What you have to do: What lines below contain the word "issues"? Please pull each one out.

Materials provided:
------------------------------------
PR #90, opened 2018-11-15
Add section giving atomicity requirements for individual operations

### LINKED ISSUE #54: Should the P4Runtime spec include a generic section on atomicity of individual operations?
Similar to the "Atomicity of control plane API operations" section in the PSA spec (https://github.com/p4lang/p4-spec/blob/master/p4-16/psa/PSA.mdk#L2437)?
We can also just add a link to the PSA spec section somewhere...

antoninbas:
Mostly a pointer to the PSA specification, with some concrete examples
of the guarantees provided by the @atomic annotation with respect to
control-plane operations. Future versions of the PSA specification may
benefit from including more details about how the @atomic annotation
interacts with control-plane operations.

Fixes #54

### DIFF
--- a/docs/v1/P4Runtime-Spec.mdk
+++ b/docs/v1/P4Runtime-Spec.mdk
@@ -3575,9 +3575,13 @@ control C1 {
 ~ End P4Example
 
 If a P4Runtime client issues a *wildcard* `Read` on Register `r1`, there is no
-guarantee that `r1[1] == r1[2]` in the response, as the read for `r1[1]` and the
-read for `r1[2]` may not happen "within" the same atomic block. The server is
-also not required to read `r1[1]` and `r1[2]` sequentially and may report a more
+guarantee that `r1[1] == r1[2]` in the response, as the read for `r1[1]` may
+occur after the data plane executes the first atomic block, but before the
+second atomic block, and the read for `r1[2]` may occur after the data plane
+executes the second atomic block. In other words, the server is explicitly
+allowed to read `r1[1]` and `r1[2]` separately, while allowing the data plane to
+perform operations on the register between those two reads.The server is also
+not required to read `r1[1]` and `r1[2]` sequentially and may report a more
 recent value for `r1[2]` than for `r1[1]`. The atomicity guarantees for a
 wildcard read are the same as for the equivalent batch (as one `ReadRequest`
 message) of individual read requests.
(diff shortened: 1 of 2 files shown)


docs/v1/P4Runtime-Spec.mdk
```diff
@@ -3509,6 +3509,83 @@ gRPC provides utility functions `ExtractErrorDetails()` and `SetErrorDetails()`
...
+        r1.write((Index_t)1, (Value_t)200);
+        r1.write((Index_t)2, (Value_t)200);
+    }
+  }
+}
+~ End P4Example
+
+If a P4Runtime client issues a *wildcard* `Read` on Register `r1`, there is no
+guarantee that `r1[1] == r1[2]` in the response, as the read for `r1[1]` and the
+read for `r1[2]` may not happen "within" the same atomic block. The server is
```
jafingerhut: suggested change, if it matches what you intended to mean:

Replace this: 'may not happen "within" the same atomic block.'

with this: 'may happen after the data plane executes the first atomic block, but before it executes the second atomic block.'

jafingerhut: or maybe even more precisely (I think I messed up with my previous suggestion):

replace the phrase starting with 'as the read ...' with this instead: 'as the read for `r1[1]` may occur after the data plane executes the first atomic block, but before the second atomic block, and the read for `r1[2] may occur after the data plane executes the second atomic block.'

docs/v1/P4Runtime-Spec.mdk
```diff
@@ -3509,6 +3509,83 @@ gRPC provides utility functions `ExtractErrorDetails()` and `SetErrorDetails()`
...
+also not required to read `r1[1]` and `r1[2]` sequentially and may report a more
```
jafingerhut: It isn't completely clear to me what 'sequentially' means here, or maybe there is a clearer way to say this.  Maybe instead of this sentence, the following instead?

'The server is explicitly allowed to read `r1[1]` and `r1[2]` while allowing the data plane to perform operations on the register between those two reads.'

docs/v1/P4Runtime-Spec.mdk
antoninbas: I made that change. Thanks!

docs/v1/P4Runtime-Spec.mdk
antoninbas: I added the suggested sentence because I think it's a good clarification of the previous point.

However, what I mean here specifically is that the server can issue parallel reads for `r1[1]` and `r1[2]` (thus the "not sequentially") and that based on the ordering of the actual HW read, one may get a more "recent" version for `r1[2]`. I think this is consistent with the guarantees we have for batch reading. Would you agree with that statement and if yes, do you have suggestions on how to rephrase it if it is not clear?

jafingerhut:
Looking good.  I think I understand all of the changes now, and hopefully others will, too :)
------------------------------------
Problem solution:
 If a P4Runtime client issues a *wildcard* `Read` on Register `r1`, there is no
+If a P4Runtime client issues a *wildcard* `Read` on Register `r1`, there is no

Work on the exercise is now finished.